If you need more information on anything regarding the Spring Meeting call or e-mail Nancy
Postlethwait, Chairperson at 304 366-9938 or [email protected]
Coffee, donuts, etc. will be served before the meeting begins. Lunch, which is included in cost of
registration, will consist of Chicken Kiev, pasta, meatballs, salad, bread and desert.
There will be a honey baked goods contest. The rules of the Honey Baking Show will apply as well
as the same categories. Ribbons will be awarded to the top 3 entries in each class with a prize going to the
Best of Show. Details are on the website or contact Nancy for more information.
We also are planning to have a photography exhibit.

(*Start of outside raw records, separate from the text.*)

PR #15842, opened 2022-10-13
Ask for confirmation before closing meeting window

lfzawacki:
As the title says, this will show an alert pop-out and ask for confirmation before closing the meeting window and hopefully prevent users from accidentally closing the window unintentionally.

This behavior can be turned on/off via the `askForConfirmationOnLeave` setting

### DIFF
--- a/bigbluebutton-html5/imports/ui/components/app/component.jsx
+++ b/bigbluebutton-html5/imports/ui/components/app/component.jsx
@@ -47,12 +47,15 @@ import Notifications from '../notifications/container';
 import GlobalStyles from '/imports/ui/stylesheets/styled-components/globalStyles';
 import ActionsBarContainer from '../actions-bar/container';
 import PushLayoutEngine from '../layout/push-layout/pushLayoutEngine';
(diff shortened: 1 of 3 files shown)


JoVictorNunes (approved):

bigbluebutton-html5/imports/ui/components/app/component.jsx
```diff
@@ -194,6 +197,16 @@ class App extends Component {
     window.ondragover = (e) => { e.preventDefault(); };
     window.ondrop = (e) => { e.preventDefault(); };
 
+    if (CONFIRMATION_ON_LEAVE) {
+      window.onbeforeunload = (event) => {
+        AudioService.muteMicrophone();
+        event.stopImmediatePropagation();
+        event.preventDefault();
+        // eslint-disable-next-line no-param-reassign
+        event.returnValue = '';
```
gustavotrott, line 206: It seems better to use this way instead of suppressing ESLint errors
```suggestion
        event.setAttribute('returnValue', '');
```

danimo:
Just learned about this request. Would love to see it in! What's missing?

PR #15783, opened 2022-10-05
improvement: error screen messages

JoVictorNunes:
### What does this PR do?

- Improved error screen messages:
  * Code error `409` for when the user opens the session in another tab/window.
  * Code error `503` for when the user has been disconnected (Whether he's able to rejoin or not). If he's able to rejoin an additional label will be shown.

### Closes Issue(s)

Closes none

### Motivation

n/a

### More

n/a

PR #15845, opened 2022-10-14
improvement: error screen messages and logs

JoVictorNunes:
Backport of https://github.com/bigbluebutton/bigbluebutton/pull/15783 + https://github.com/bigbluebutton/bigbluebutton/pull/15796


bigbluebutton-html5/imports/ui/components/app/container.jsx
```diff
@@ -150,7 +150,16 @@ export default injectIntl(withModalMounter(withTracker(({ intl, baseControls })
       setTimeout(() => {
         const queryCurrentUser = Users.find({ userId: Auth.userID, meetingId: Auth.meetingID });
         if (queryCurrentUser.count() === 0) {
-          endMeeting(403, userData.ejectedReason || null);
+          if (userData.ejected) {
+            endMeeting('403', userData.ejectedReason);
```
gustavotrott, line 154: If you want to change the codes to String instead of Integer.
Make sure it will be read as String in all places!

I think the `intlMessages` keys in `ErrorScreen` and `MeetingEnded` are being set as Integer!
And this way it would not work when using `intlMessages[code]` cause keys are Ints and code will be a String.

Please ignore if you are already handling this cases.

ramonlsouza (approved):

PR #15860, opened 2022-10-18
Fix: Default presentation allow null

zhem0004:
### What does this PR do?

Allows default presentation to be null

### Motivation

In past it would cause ambiguous errors if presentation is null


gustavotrott:
How do I set default presentation as null?

image
Letting this config empty throws some errors in bbb-web when creating a new meeting!
image

It would be good to add to `bigbluebutton.properties` a comment with instructions about how to start a meeting without default presentation!

Following that, you could add the instructions to Bbb Docs!
https://github.com/bigbluebutton/bigbluebutton.github.io

gustavotrott (approved):
LGTM!

PR #15885, opened 2022-10-22
fix(export-presentation): Fix slides export for cluster setup

schrd:
### What does this PR do?

In cluster proxy setup as described in https://docs.bigbluebutton.org/admin/clusterproxy.html you cannot assume that the BBB Web API URL is at the same domain as the html5 client. Therefore operators need to adjust the URL where presentation download is available.

This patch adds the ability to override the config provided by the package and adds a setting for the BBB Web API public URI. As the `bbb-export-annotations.service` constructs the URI for downloading the annotations, it has to know the public API URI

### Related Issue(s)

Belongs to #14484

### DIFF
--- a/bbb-export-annotations/config/index.js
+++ b/bbb-export-annotations/config/index.js
@@ -1,3 +1,13 @@
+let _ = require('lodash');
+let fs = require('fs');
 const settings = require('./settings');
+const LOCAL_SETTINGS_FILE_PATH = '/etc/bigbluebutton/bbb-export-annotations.json';
+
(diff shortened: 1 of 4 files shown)


schrd:
ping @danielpetri1 is there anything I should fix before this can be merged?

danielpetri1:
Hi @schrd,
I don't have a cluster setup to test this PR with, but from a purely code standpoint, LGTM! Thanks for this fix.

danimo:
Just for the record, I verified the patch.

PR #15909, opened 2022-10-26
fix(bbb-export-annotations): stop first shape from disappearing

danielpetri1:
### What does this PR do?
Fixes a bug where the first annotation of each slide was not showing up in the exported PDF.

Previously, the background itself counted as a shape in the client, so `bbb-export-annotations` skipped shapes whose `childIndex` was smaller than or equal to 1. As this is not the case anymore, these shapes have to be rendered.

### More
- Refactors how points are rendered into strokes to avoid code duplication
- Stroke coordinates set to only use 2 decimal place, reducing the slide size significantly.


gustavotrott (approved):
LGTM!

Issue #15891, opened 2022-10-24
Leave vs End Meeting


lkiesow:
In the top right corner, moderators have access to a menu with the two options “Leave meeting” and “End meeting”. The distinction between these options is not always clear to users and it is a regular occurrence that users accidentally end the meeting for everyone if they want to leave, despite the warning being displayed when they click “End meeting”.

Part of this is likely that the less dangerous option “Leave meeting” is marked in the danger color red, while the actually more dangerous option “End meeting” is in the regular black:

![Screenshot from 2022-10-21 13-11-58](https://user-images.githubusercontent.com/1008395/197518578-0a805a36-9d0e-4182-bc84-98643fe9c895.png)

To make sure users are aware that they do something dangerous, the color should be reversed and “End meeting” should be red.

> This issue is created for the Fall 2022, mini hackathon at UOS/ELAN on November 10.
> Expect a pull request as part of that until the end of the week.
> If any of these won't get worked on, I'll remove this comment.

davidsiecke:
Perhaps one additional way to visually communicate the higher destructivity of the "End meeting" button could be to have it switch places in the menu with the "Leave meeting" button, i.e. place it at the very bottom of the menu.

On top of that it could be considered to display this button center-aligned and on a red backdrop to further single out this button. I sketched this here:
![Bildschirm­foto 2022-10-27 um 11 36 38](https://user-images.githubusercontent.com/72148199/198249567-644a3ec4-08e0-46bf-b709-c624e1535311.png)

lkiesow:
> On top of that it could be considered to display this button center-aligned and on a red backdrop to further single out this button. But I'm not really sure if this would be a meaningful improvement, just want to throw in the idea. I made a sketch:

While I dislike the idea to have this centered. This would be the one place in all of BigBlueButton where we have a menu which has a separate button placed within that menu (that feels weird). But I actually like the idea of having a red background to really make this stand out. We could either always show this, or just when hovering over this option. We usually have a blue background when hovering over a menu item.

Having a red background while keeping the current style would look like this:

![Screenshot from 2022-10-27 22-03-04](https://user-images.githubusercontent.com/1008395/198388059-41751a96-8163-421b-9587-6403679b09d4.png)

That said, the two open pull requests for this issue already improve the situation quite a bit.

FreeScholar:
How about "End Meeting for All"

ErikLtz:
Also placed last using parent.appendChild in same JS "hack":

[...]

PR #15917, opened 2022-10-27
Changes the text of the 'Yes' button of the 'End meeting' dialog, ref…

### LINKED ISSUE #15892: Ensure users realize what “End meeting” means
In the top right corner, moderators have access to a menu with the two options “Leave meeting” and “End meeting”. The distinction between these options is not always clear to users and it is a regular occurrence that users accidentally end the meeting for everyone if they want to leave, despite the warning being displayed when they click “End meeting”.

Screenshot from 2022-10-24 13-59-06

It would be great if we could make users more aware that what they do has consequences.
Two ideas we can experiment with:

- Add a warning sign like ⚠️ to the left side of this dialog
- Let users confirm that they want to kick out all other attendees by having them type in something like “yes” as confirmation

The type something to confirm is used by many other user interfaces, but we must make sure that while this stops users shortly, it is not too annoying. Here is an example for a mechanism like this in a web ui (screenshot of PVE interface):

Screenshot from 2022-10-24 14-03-03

This is related to #15891

> This issue is created for the Fall 2022, mini hackathon at UOS/ELAN on October 26.
> Expect a pull request as part of that until the end of the week.
> If any of these won't get worked on, I'll remove this comment.

manschwa:
### What does this PR do?
Simply changing the text of the 'Yes' button of the 'End Meeting' dialog to 'End session for all users'.

### Closes Issue(s)
Closes #15892

### Motivation
Related to issue #15891 this PR should further prevent the premature or accidental ending of a meeting by making it a bit clearer what will happen if you click the red button.

### DIFF
--- a/bigbluebutton-html5/public/locales/en.json
+++ b/bigbluebutton-html5/public/locales/en.json
@@ -400,7 +400,7 @@
     "app.endMeeting.description": "This action will end the session for {0} active user(s). Are you sure you want to end this session?",
     "app.endMeeting.noUserDescription": "Are you sure you want to end this session?",
     "app.endMeeting.contentWarning": "Chat messages, shared notes, whiteboard content and shared documents for this session will no longer be directly accessible",
-    "app.endMeeting.yesLabel": "Yes",
+    "app.endMeeting.yesLabel": "End session for all users",
     "app.endMeeting.noLabel": "No",
     "app.about.title": "About",
     "app.about.version": "Client build:",


lkiesow (approved):
This greatly improves the situation and makes it far less likely for users to accidentally end a meeting and kick everyone out (we'be all had that happen to us). I have a few suggestions below, but merging it like this is already good.

The dialog now looks like this:

Screenshot from 2022-11-11 16-07-43

PR #15918, opened 2022-10-27
fix(webcam): intermittent client crashes when sharing camera (2.5)

prlanzarin:
### What does this PR do?

- [fix(webcam): client intermittently crashes when sharing camera](https://github.com/bigbluebutton/bigbluebutton/commit/f74c7d4d0ad0e937e647748de6250230c0bd55b0) 
  * Under some specific scenarios, the virtual background restore code might
kick in _before_ the preloaded MediaStream is actually assigned to the
peer instance. That causes a crash because the peer attachment code
(where the vbg restore is triggered) tries to access the device ID of
said MediaStream - and it is undefined in the first place because it was
only being set in after the initial offer is generated which is an async
procedure.
- [fix(webcam): client crash due to undefined intl var](https://github.com/bigbluebutton/bigbluebutton/commit/32734586fbae5ad2e088399d67f2907383eb04f5)
- [fix(audio): check for session availability on exitAudio](https://github.com/bigbluebutton/bigbluebutton/commit/031bedf3cae8a025ec5283e8576140a062e4adcf) 
  * Mostly benign, but exitAudio/forceExitAudio was throwing an unhandled
error when called on sessions with no active audio because the
underlying bridge methods did not check whether there was an active
session to stop beforehand.

### Closes Issue(s)

None

### Motivation

Weird stuff I'm stumbling upon while migrating to v2.5.x.

### DIFF
--- a/bigbluebutton-html5/imports/api/audio/client/bridge/FullAudioBridge.js
+++ b/bigbluebutton-html5/imports/api/audio/client/bridge/FullAudioBridge.js
@@ -413,8 +413,11 @@ export default class FullAudioBridge extends BaseAudioBridge {
     const mediaElement = document.getElementById(MEDIA_TAG);
 
     this.clearReconnectionTimeout();
-    this.broker.stop();
-    this.broker = null;
+
+    if (this.broker) {
+      this.broker.stop();
+      this.broker = null;
+    }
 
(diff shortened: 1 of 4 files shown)


antobinary:
Note: The matching PR on BBB 2.6 is now merged.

Entries will be limited to 2 per person and
must be an 8x10 or smaller, no frames and no guarantee of return in same condition. Pictures must be
related to beekeeping and taken by the member entering the display. Please include some information about
the location and any beekeepers in the photo. Include your name and association on the BACK of the
photo. While the pictures will not be judged, there will be a prize for “People’s Choice.”
Through generous donations by local organizations, we are able to provide this program at a low
cost of $10 for registrations received by March 14th and $15 for late registration or at the door. Children
under 17 will be $10 early or at the door. As an incentive for early registration, there will be a drawing for
a $50 cash prize for all entries received by March 14th. Make sure you mail early to insure that your entry is
received in time. *** According to WVBA policy, there will be an additional $5 surcharge for those who
are not WVBA members. ***
There will be a free informational session from 1:00 to 3:00 for the general public for those
interested in general information about the honeybee and beekeeping. We ask anyone who is interested
to sign up in advance so that we can plan to have enough seating.
Dadant, from their Virginia store will be taking orders to bring. Place your order by Friday, March
20th by phone only at 1-800-220-8325 to be delivered at the Spring Meeting.
For those attending, Walter T. Kelley Co will send numbered coupons worth $10 on any order of
$50 or more.
Nearby motels: listed by closest first – mention “Beekeepers” for the best rate.
Days Inn – Rt 73. 366-5995 Red Roof Inn – Rt 73. 366-6800
Super 8 Motel – I-79 Exit 133. 363-1488
Comfort Inn & Suites – I-79 Exit 133, Airport Road. 367-1370

2009 WVBA Spring Meeting Schedule
8:00 – 8:45 Registration

8:45 – 9:15 Welcome – Nancy Postlethwait, Chairwoman
Pledge - 
Invocation – Tim Tennant, President, MCBA
WVBA 2008 Association of the Year Awards – Troy Holbrook, President, WVBA

Morning Sessions
9:15 – 10:00 Adam Finkelstein – Beekeeping without Chemicals: Basic Observations From The Apiary

10:00 – 10:15 Break

10: 15 – 10:30 Paul Poling - Update - What’s happening around the state
10:30 - 11:15 Adam Finkelstein - Summer Re-Queening / Nuc Production

11:15 - 11:45 Dan O'Hanlon - Queen Producers Report 
Chuck Cienawski - Grant for Queens

11:45 - 1:00 Lunch and Vendor Break
Afternoon Sessions

1:00 - 2:45 Don Trisel – Public Session – Beekeeping Basics
General Information for those curious about honeybees and beekeeping.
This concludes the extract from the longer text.